In general, all deals will include two fees: a 1-2% upfront fee when purchasing a new investment and a 1-2% per year asset management fee.
- Skilled management team with extensive experience in agriculture and farmland investing.
- International investors are able to participate in deals on the platform.
- Full flexibility in exactly how much money to invest in each deal.
- Ability to access sole ownership bespoke deals through FarmTogether's deal sourcing pipeline.
- Investment size calculator provides an immediate snapshot of the predicted investment over time.
- Simple onboarding process allows investors to quickly begin browsing investment opportunities.
- Secondary market allows investors to potentially sell their shares early.
- Only accredited investors can participate in deals on the platform.
- $15,000 minimum investment may be out of reach for many investors.
- As a newer platform, we don't have data for an entire investment from purchase to sale.
FarmTogether Review: Final Thoughts
As far as crowdfunded farmland investing platforms go, FarmTogether has a lot of things going for it. With a middle-of-the-road minimum investment of $15,000, it is easy for investors to start by diversifying a small portion of their portfolio into farmland.
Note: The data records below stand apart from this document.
PR #2745, opened 2022-09-08
feat(sdk-coin-avaxp): update explain transaction method for export an…

jrafael-simtlix:
…d import transaction

BG-55046

### DIFF
--- a/modules/sdk-coin-avaxp/src/lib/transaction.ts
+++ b/modules/sdk-coin-avaxp/src/lib/transaction.ts
@@ -9,7 +9,7 @@ import {
 } from '@bitgo/sdk-core';
 import { KeyPair } from './keyPair';
 import { DecodedUtxoObj, TransactionExplanation, TxData } from './iface';
-import { AddValidatorTx, AmountInput, AmountOutput, BaseTx, Tx } from 'avalanche/dist/apis/platformvm';
+import { AddValidatorTx, AmountInput, BaseTx, ExportTx, ImportTx, Tx } from 'avalanche/dist/apis/platformvm';
 import { BinTools, BN, Buffer as BufferAvax } from 'avalanche';
 import utils from './utils';
 import { Credential } from 'avalanche/dist/common';
@@ -177,7 +177,7 @@ export class Transaction extends BaseTransaction {
       type: this.type,
       memo: utils.bufferToString(this.avaxPTransaction.getMemo()),
       signatures: this.signature,
-      stakedOutputs: this.stakedOutputs,
+      outputs: this.outputs,
       changeOutputs: this.changeOutputs,
     };
   }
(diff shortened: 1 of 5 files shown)


modules/sdk-coin-avaxp/src/lib/transaction.ts
```diff
@@ -218,44 +218,45 @@ export class Transaction extends BaseTransaction {
...
-        address,
-      };
-    });
+    return this.avaxPTransaction.getOuts().map(utils.mapOutputToEntry(this._network));
   }
 
   get inputs(): Entry[] {
-    const bintools = BinTools.getInstance();
-    return this.avaxPTransaction.getIns().map((input) => {
+    let ins;
```
lcovar, line 250:
```suggestion
    let inputs;
```

CapnMigraine (approved):

CapnMigraine (changes requested):
Please add a test for explaining export and import transactions to https://github.com/BitGo/BitGoJS/blob/%40bitgo/sdk-coin-avaxp%402.2.0-rc.23/modules/sdk-coin-avaxp/test/unit/avaxp.ts#L280

modules/sdk-coin-avaxp/src/lib/transaction.ts
```diff
@@ -218,44 +218,45 @@ export class Transaction extends BaseTransaction {
...
-    // Get staked outputs
-    const addValidatorTx = this.avaxPTransaction as AddValidatorTx;
-    return [
-      {
-        address: addValidatorTx.getNodeIDString(),
-        value: addValidatorTx.getStakeAmount().toString(),
-      },
-    ];
+  get outputs(): Entry[] {
+    if (this.type === TransactionType.Import) {
```
byhow, line 222: might be cleaner with switch statement instead of a list of `if`

modules/sdk-coin-avaxp/src/lib/transaction.ts
```diff
@@ -177,7 +177,7 @@ export class Transaction extends BaseTransaction {
       type: this.type,
       memo: utils.bufferToString(this.avaxPTransaction.getMemo()),
       signatures: this.signature,
-      stakedOutputs: this.stakedOutputs,
+      outputs: this.outputs,
```
byhow, line 180: backward incompatible changes will need to be `BREAKING` changes. see https://github.com/BitGo/BitGoJS/pull/2565

byhow (dismissed):

byhow (commented):
pressed `Approve` by accident. will wait for coin specific team members' approvals first

modules/sdk-coin-avaxp/src/lib/transaction.ts
jrafael-simtlix: done

modules/sdk-coin-avaxp/src/lib/transaction.ts
jrafael-simtlix: done

CapnMigraine (approved):
lgtm

modules/sdk-coin-avaxp/src/lib/transaction.ts
mmcshinsky-bitgo: Note, when we release, this will be a breaking change internally as users switch between the names, but not for the stable release so this won't bump a major version. See:

https://github.com/BitGo/BitGoJS/blob/rel/latest/modules/sdk-coin-avaxp/src/lib/iface.ts#L26
https://github.com/BitGo/BitGoJS/blob/rel/latest/modules/sdk-coin-avaxp/src/lib/transaction.ts#L178

jrafael-simtlix: Since this coin is in limited integration, so there are few users.
Explain Transaction hasn't break changes and is used in SDK and WP. 
Even so, we will watch over the dump the sdk.

mmcshinsky-bitgo (approved):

Additionally, the user-friendly interface and transparency provided by the platform make it easy for investors to feel confident. This includes their investment size calculator which is a unique and valuable offering of the platform.
However, the fact that the platform has only been around for a few years means that we don't have a massive amount of data. Plenty of deals have been funded on the platform, but not enough time has passed to see them through to sale.
With the growing popularity of platforms like FarmTogether, we're only becoming more confident in the asset class as a whole. As the saying goes “the best time to plant a tree was 20 years ago, the second-best time is today.“
So whether you choose to invest with FarmTogether or one of the many other farmland investing platforms out there, happy investing!